The present case concerned the Saltley Business Park at Washwood Heath in Brimingham, where the Claimant occupied four buildings in connection with its business as a distributor of communications and security products. HS2 Limited, acting on behalf of the Secretary of State for Transport, sought to acquire the land on which one of those buildings was situated in connection with the construction of the London-Birmingham phase of HS2, relying on CPO powers conferred by the enabling legislation for that phase. The Claimant sought to require HS2 Limited/SST to acquire the entirety of its interest in the Business Park. After lengthy negotiations HS2 Ltd sent both an NTT and a GVD on the Claimant by registered post on 10 December 2017 (the use of both procedures was for the avoidance of doubt as to which one applied). They were signed for as received at the Claimant’s offices on 12 December 2017. However, the relevant individual at the Claimant’s offices (Mr Brookes) was away on business, and the envelopes containing these notices were therefore not opened until his return on 20 December 2017. The Claimant filed the counter-notices in mid-January 2018, over 28 days from when the NTT and GVD were received at the Claimant’s offices but under 28 days from when they were opened and thus from when the Claimant through Mr Brookes first had knowledge of the notices. HS2 / SST contended that in these circumstances the counter-notices were out of time and that the Tribunal had no jurisdiction to consider them.

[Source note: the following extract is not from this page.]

PR #2374, opened 2022-04-25
A number of CADC authentication and doc fixes

andamian:
- Added fix to use an authentication connection with `datalink` service (and not only with the tap service)
- Fixed a problem to handle a different type of exception raised the upstream stack (`HTTPError`)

The Deputy President held that:

  1. In relation to a counter-notice to a GVD, the proper interpretation of the relevant provisions of Schedule A1 of the 1981 Act is that the 28 day time limit starts on the day when the recipient of the GVD had actual knowledge of the GVD. On the facts of the case the counter-notice to the GVD had therefore been in time.
  2. In relation to a counter-notice to a NTT, the proper interpretation of the relevant provisions of Schedule 2A of the 1965 Act is that the 28 day time limit starts on the day when the NTT was served on the landowner. On the facts of this case, the counter-notice to the NTT was out of time.
  3. The relevant regime in the present case was that NTT regime and not the GVD regime as the Claimant’s interest was a “long tenancy about to expire” within the meaning of s.2(2) of the 1981 Act. This was because assumption made by s.2(2) that any claimant’s “option to renew” to a lease would be exercised did not include the rights conferred on business tenants by the Landlord and Tenant Act 1954.
  4. Read in context, the proper interpretation of the 28-day time limit in Schedule 2A of the 1965 Act was that an out of time counter-notice was invalid and that the Tribunal had no jurisdiction at all to consider it, regardless of the circumstances.

Charles Banner appeared for the Claimant, instructed by Bryan Cave Leighton Paisner LLP.